Introduction: For individuals who propel their manual wheelchair (MWC) with their feet, appropriate assessment and configuration of their mobility device is critical to optimising use. Standard MWC designs favour upper extremity propulsion and pose a risk for functional positioning and injury risk for foot propellers. Limited existing evidence suggests lowering seat height or forward seat inclination can potentially improve propulsion biomechanics but lacks specificity. Obtaining more precise outcomes from varying MWC seat configurations would provide additional evidence to inform clinical decision-making.

Purpose: This study investigates the impact of modifying seat height and seat angle on propulsion efficiency and comfort with bilateral foot propulsion in a MWC.

Methods: Able-bodied graduate students (n = 30) completed trials of five seat heights and four seat angles in random order on a standardised course; outcomes included completion time, push frequency, push effectiveness, perceived difficulty, and lower extremity range of motion.

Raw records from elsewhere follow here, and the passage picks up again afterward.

PR #93, opened 2020-11-10
Refactoring state management

coldlink:
## Problem
Our server side rendering method (`renderer`) relies on multiple parameters to be passed in, all of which could be described as a form of a "state". This leads to confusion about how state is managed, and how state is reasoned about between the server and the client.

The `renderer` method relies on 4 parameters:
 - `url` - Route of the page to render, used by React [Router] to determine which path to render.
- `pageTitle` (optional) - Sets the current title of the document/page (what you see in the tab name).
- `GlobalState` (optional) - State that is exposed to the client, and is able to be accessed by React.
- `locals` (optional) - Derived from Express' [`res.locals`](https://expressjs.com/en/api.html#res.locals) to manage a form of server-side state for that request, allows data to be passed between middleware. Adds some items to the `GlobalState` in the `renderer` method (e.g. `geolocation`, `csrf`), and manages tangential things like `queryParams`. 

## Solution
`renderer` method should only rely on 2 inputs, the path/url to render, and some form of a state, the state should be standalone, so we can render without needing a dependency on express.

To achieve this we propose on the server adding all state related stuff to `res.locals`, which is an typed object. This can also be created independently from express if required.

In `renderer` method, derive the `ClientState` from the `ServerState` which is whats exposed to the client

This means we only have a single place for the state on the server (`res.locals`) and a single object is exposed to the client which we can control (`ClientState`)

The new renderer options `opts` in `renderer(url, opts)` looks like:

```ts
interface RendererOpts {
  pageTitle: string;
  serverState: ServerState;
}
```
These are both now required in every call to `renderer`. It was not (easily) possible to decouple the `pageTitle` from the option, as we sometimes need to dynamically set this depending on a condition in the Express route/logic.

## Other Changes
- Renaming `Locals` to `ServerState`
- Renaming `GlobalState` to `ClientState`
- Refactored the `ClientState` and `ServerState` types to make their properties more related, e.g. group anything related to the page in `pageData`, global error/success messages in `globalMessage`
- Add middleware to set a default `res.locals` server state to save on having to create the object each times we need to use it.
- Refactor everything using `ServerState` and `ClientState` to use these new interfaces


src/server/lib/renderer.ts
```diff
@@ -22,47 +21,55 @@ const favicon =
...
+  // checking if csrf error exists in query params, and attaching it to the
+  // forms field errors
+  if (queryParams.csrfError) {
+    // global state page data will already exist at this point
+    // this is just a check to get typescript to compile
+    if (!globalState.pageData) {
+      globalState.pageData = {};
+    }
 
-const appendCsrfFieldError = (globalState: GlobalState) => {
```
QuarpT, line 38: I don't think there's an advantage to inlining this

QuarpT (approved):
looks great

dominickendrick (approved):

dominickendrick (approved):

PR #101, opened 2020-11-16
Implement AB Testing Framework

coldlink:
## What does this change?
Setup [The Guardian's AB Testing Library](https://github.com/guardian/ab-testing) for use in Gateway. Library information on how it works is available there.

## How it works

1. **Define the AB test**: Each AB test and their variants are defined in code with configuration such as audience size & offset and impression & success listeners etc
2. **Initialise the library**: The AB Test library is initialised with configuration values such as a user's MVT ID, an array of the above defined A/B tests etc
3. **Use the AB Test API**: The intialisation returns an API that can be used to check if the current user is in a variant of a test along with a variety of other API methods

## Usage in Gateway

There are 2 ways to use AB Tests on Gateway.

1. **Client Side**: Runs on the client/browser, e.g. for showing different components or taking different actions depending on the test in question. Works with SSR too. This is the easiest way to setup and run tests.
2. **Per Request**: The AB test information and API are also available on the ServerState (res.locals) to be untilised within routes/middleware. This is more complex to setup and run, but for example it gives the option of directing users to different routes/flows based on the test in question. 

## More information

See the new `ab-testing` readme in this PR.


docs/ab-testing.md
```diff
@@ -0,0 +1,74 @@
+# AB Testing Guide
```
dominickendrick, line 1: 👏  great docs !

gtrufitt: +1! And I am very excited to see this being implemented in another platform 🎊

src/client/main.tsx
```diff
@@ -29,6 +49,8 @@ export const Main = (props: ClientState) => {
         `}
       />
       <ClientStateProvider clientState={props}>
+        {/* Uncomment below line for AB Test Demo */}
```
dominickendrick, line 52: Should this comment be there ? It might just be worth adding these instructions to the readme or `ABTestDemo.tsx`

src/client/static/hydration.tsx
```diff
@@ -11,10 +15,24 @@ export const hydrateApp = () => {
 
   const clientState = routingConfig.clientState;
 
+  const {
```
dominickendrick, line 18: What is this line doing ?

src/client/static/hydration.tsx
```diff
@@ -11,10 +15,24 @@ export const hydrateApp = () => {
...
+
   hydrate(
-    <StaticRouter location={`${routingConfig.location}`} context={{}}>
-      <Main {...clientState} />
-    </StaticRouter>,
+    <ABProvider
+      arrayOfTestObjects={tests}
+      abTestSwitches={switches}
+      pageIsSensitive={false}
+      mvtMaxValue={1000000}
```
dominickendrick, line 27: I assume this has to be the same value as that of the mvt config in vcl ? is it worth noting this as a comment so people don't accidentally change it.

src/client/main.tsx
```diff
@@ -1,11 +1,31 @@
...
+// Uncomment below line for AB Test Demo
+// import { ABTestDemo } from './components/ABTestDemo';
 
 export const Main = (props: ClientState) => {
+  // initalise the AB Test Framework:
+  // load the AB Hook
+  const ABTestAPI = useAB();
+
+  // use effect to initialise and register events if needed
+  useEffect(() => {
```
oliverlloyd, line 18: I only about 50% sure here but I'm wondering if this `useEffect` is needed?

src/server/lib/middleware/abTests.ts
```diff
@@ -0,0 +1,110 @@
...
+  runnableTests.forEach((test) => {
+    res.locals.abTesting.participations[test.id] = {
+      variant: test.variantToRun.id,
+    };
+  });
+
+  next();
+};
+
+export const abTestDemoMiddleware = (
```
dominickendrick, line 52: Could this be in another file ?

src/server/lib/middleware/abTests.ts
```diff
@@ -0,0 +1,110 @@
...
+  // {
+  //   ExampleTest: 'variant'
+  // }
+  runnableTests.forEach((test) => {
+    res.locals.abTesting.participations[test.id] = {
+      variant: test.variantToRun.id,
+    };
+  });
+
+  next();
```
dominickendrick, line 49: if only `next()` tool `res` as an argument, we wouldn't need this mutation .....

src/server/lib/middleware/mvtId.ts
```diff
@@ -0,0 +1,26 @@
...
+
+const { stage } = getConfiguration();
+
+export const mvtIdMiddleware = (
+  req: Request,
+  res: ResponseWithServerStateLocals,
+  next: NextFunction,
+) => {
+  // defaults to 0 already
+  let mvtId = res.locals.abTesting.mvtId;
```
dominickendrick, line 13:
```
const mvtId (req) => {
if (req.cookies['GU_mvt_id']) {
    return Number(req.cookies['GU_mvt_id']) || 0;
  }

  if (req.cookies['GU_mvt_id_local'] && stage === 'DEV') {
    return Number(req.cookies['GU_mvt_id_local']) || 0;
  }

 res.locals.abTesting.mvtId = mvtIdFromCookie

next();
}

```

Then you won't have to live with the shame of using a `let` ;)

src/server/lib/renderer.tsx
```diff
@@ -70,16 +80,24 @@ export const renderer: (url: string, opts: RendererOpts) => string = (
 
   const location = `${url}${queryString ? `?${queryString}` : ''}`;
 
+  const {
+    abTesting: { mvtId = 0, forcedTestVariants = {} } = {},
+  } = clientState;
+
   // Any changes made here must also be made to the hydration in the static webpack bundle
```
dominickendrick, line 87: Is it possible to abstract this definition so that is only needs to be changed in a single location ?

src/shared/model/experiments/abTests.ts
```diff
@@ -0,0 +1,41 @@
+import { AB, ABTest, Participations } from '@guardian/ab-core';
+import { switches } from './abSwitches';
+import { exampleTest } from './tests/example-test';
+
+interface ABTestConfiguration {
+  abTestSwitches: Record<string, boolean>;
+  arrayOfTestObjects: ABTest[];
+  pageIsSensitive: false;
+  mvtMaxValue: 1000000;
```
dominickendrick, line 9: As this mvtMaxVaule is used in multiple places, can it be defined as a `CONST` somewhere ?

dominickendrick: Maybe just in this file !

```
export const MVT_MAX_VALUE = 1000000

interface ABTestConfiguration {
  abTestSwitches: Record<string, boolean>;
  arrayOfTestObjects: ABTest[];
  pageIsSensitive: false;
  mvtMaxValue: MVT_MAX_VALUE;
 ...
```

src/client/static/hydration.tsx
coldlink: extracting (destrucuring) the `mvtId` and `forcedTestVariants` from the client state. These values are from the the users cookie and query parameters respectively, which we pass through the server state to the client state.

Since the client state is never guaranteed we give them default values too

src/shared/model/experiments/abTests.ts
coldlink: The interface itself already enforces this:
```ts
interface ABTestConfiguration {
  abTestSwitches: Record<string, boolean>;
  arrayOfTestObjects: ABTest[];
  pageIsSensitive: false;
  mvtMaxValue: 1000000;
}
```

so the mvtMaxValue cannot be set to any other value or else typescript will complain

src/server/lib/renderer.tsx
coldlink: it's just the nature of doing both SSR and CSR, we have to duplicate things in the 2 places so react is able to hydrate correctly after the initial server render.

src/client/main.tsx
coldlink: I mainly followed the guide from https://github.com/guardian/ab-testing#initialising-in-a-react-project

From what I can tell the `useEffect` prevents the tracking/completion/impression events from firing more than once, as we only need them on the initial load.

src/client/static/hydration.tsx
dominickendrick: I see, would a comment explaining that help? Also, how can you just reference `mvtId` later rather than `abTesting.mvtId` 🤯  ??

```
  hydrate(
  <ABProvider
      arrayOfTestObjects={tests}
      abTestSwitches={switches}
      pageIsSensitive={false}
      mvtMaxValue={1000000}
      mvtId={mvtId}
```

dominickendrick: Ah thanks for explaining what about 
```
const mvtId = clientState.abTesting?.mvtId || 0
const forcedTestVariants = clientState.abTesting?. forcedTestVariants || {}
```

dominickendrick (approved):

PR #102, opened 2020-11-16
fix high latency alarm reference

QuarpT:
## What does this change?

Fixes the high latency alarm used by auto scaling. The parameter expects the LB name, not the ARN

### DIFF
--- a/cloudformation.yaml
+++ b/cloudformation.yaml
@@ -363,6 +363,7 @@ Resources:
           Protocol: email
   HighLatencyAlarm:
     Type: AWS::CloudWatch::Alarm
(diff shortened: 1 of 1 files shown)


cloudformation.yaml
```diff
@@ -363,6 +363,7 @@ Resources:
           Protocol: email
   HighLatencyAlarm:
     Type: AWS::CloudWatch::Alarm
+    Condition: IsProd
```
QuarpT, line 366: Send alerts to TopicSendEmail on scaling. 
TopicSendEmail only exists in prod

rebecca-thompson (approved):

PR #103, opened 2020-11-16
Instantiate new default server state on each request

coldlink:
## What does this change?
- Instantiate new server state on each request to default state from being mutated


dominickendrick (approved):

katebee:
Are there any tests that we could add as an extra safeguard against regressions?

PR #111, opened 2020-11-24
Further integration tests

paddyo:
## Description
Further integration tests for testing email validation and login checks using the recommended cypress method for checking 'external' redirects. Doing it the standard way of following the redirect caused problems in non-headless mode such as losing snapshots and test reruns failing.

This is also includes the individual page tests, which mostly focus on preselection of checkboxes and errors, but also the geolocation functionality of the newsletters page.


coldlink (approved):
👍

Results: Overall results demonstrated seat heights 1-2" (2.5-5.1 cm) below lower leg length provided significant improvement, but limited gains beyond this point. Similarly, small seat inclinations of 3-6° produced significant benefits but diminishing benefits at 9°. Sensitivity analysis using lower leg length revealed benefits of seat inclination and height reduction of 1-2" (2.5-5.1 cm) among participants with shorter legs, while those with longer legs benefited from height reduction of 2-3" (5.1-7.6 cm).

Concusion: These results underscore the importance of individualised tailoring of MWC configuration for foot propulsion to enhance ease and efficiency of mobility. The findings provide additional evidence to guide rehabilitation therapists in clinical practice.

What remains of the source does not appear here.